ロペスのデータは、超高い手数がディフェンス面でいかにリスクを伴うかを如実に物語っている。ロペスの被打率は、相手のパンチ全体で44%、ジャブで35%、パワーパンチでは49%と非常に高い。これは、ロペス自身の命中率──全体で25%、ジャブで15%──のほぼ倍にあたるが、それでも彼は圧倒的な手数、強靭な顎、そして凄まじいパンチ力によってディフェンスの脆さ──あるいは無関心さ──を補っていた。
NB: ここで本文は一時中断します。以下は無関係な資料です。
PR #284, opened 2019-01-31
[#185] Implement update registration rules

### LINKED ISSUE #185: Implement update registration rules

ruhatch:
These are currently not tested against the mainnet chain because we don't have the code for actually adopting proposals yet.

Closed #185

### DIFF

一方、より古典的な技術を備えつつ、ノックアウトへの渇望と攻撃性を強く持っていたプライヤーは、より巧みに相手の攻撃を封じていた。被打率は全体で27%、ジャブで15%、パワーパンチで35%に抑えている。
圧倒的な手数を維持しながらディフェンスでも優れていることは、極めて困難である。それこそが、フルスロットルで前進するプレッシャーファイターが、ボクシング界の最高峰ではほとんど存在しない理由の一つだ。どこかの段階で、ディフェンスの綻びは、同じくトップレベルの相手に対して致命的な代償を伴う。
しかし、セペダが他の“手数型ファイター”と一線を画しているのは、同時代の選手たちと比較して、被弾率が圧倒的に低いという点だ。もちろん、今回対戦する
スティーブンソンは、セペダのキャリアにおいて間違いなく最強の相手であり、プライヤーやロペスのような殿堂入り級の選手との比較には限界があることも留意すべきだが、それでもセペダの被弾率は際立っている。具体的には、セペダの相手は平均してパンチ全体の21%、ジャブの12%、パワーパンチの28%しか命中させていない。この「21%」という被打率は、ボクシング界全体の統計においてトップ10圏内に迫る数字であり、参考までに第10位にランクされているデビン・ヘイニーの数値は20.6%である。つまり、セペダは手数の多さに加えて、現代ボクシングにおける上位クラスのディフェンス指標も持ち合わせている、極めて稀有な存在と言える。
セペダが相手の攻撃をある程度抑えることができている理由を数字から探るなら、そのヒントは「ジャブの使用頻度」にあるかもしれない。一般的に、手数型のファイターと聞くと、ひたすら前に出てフックを振り回すイメージが強い。しかしセペダは、確かに接近戦では1ラウンドあたり平均55.4発のパワーパンチを放っており、これは全ボクサー中で3位という驚異的な数字だが、それに至るまでの過程で「ジャブを使って距離を詰める」ことができる選手でもある。彼は1ラウンドあたり平均38.5発のジャブを放っており、この数値は、日本の名手・
寺地拳四朗に次ぐ、ボクシング界でもトップクラスの数字だ。
だが、それがスティーブンソン相手にどこまで通用するのか。スティーブンソンは、1ラウンドあたりの被弾がわずか5.4発で、被打率もわずか14%。そして、彼自身はパワーパンチの46.7%を命中させており、セペダのディフェンス、そして顎(チン)がその精密な攻撃に耐えられるかどうかが問われる。
音楽に例えるなら、セペダはドラム担当でテンポを刻む男。スティーブンソンはベースで、リズム全体をコントロールする存在だ。果たしてこの試合は、どちらの「音量(ヴォリューム)」で演奏されるのか――そして我々が思わず首を振りたくなるような名演奏となるのか、それが問われている。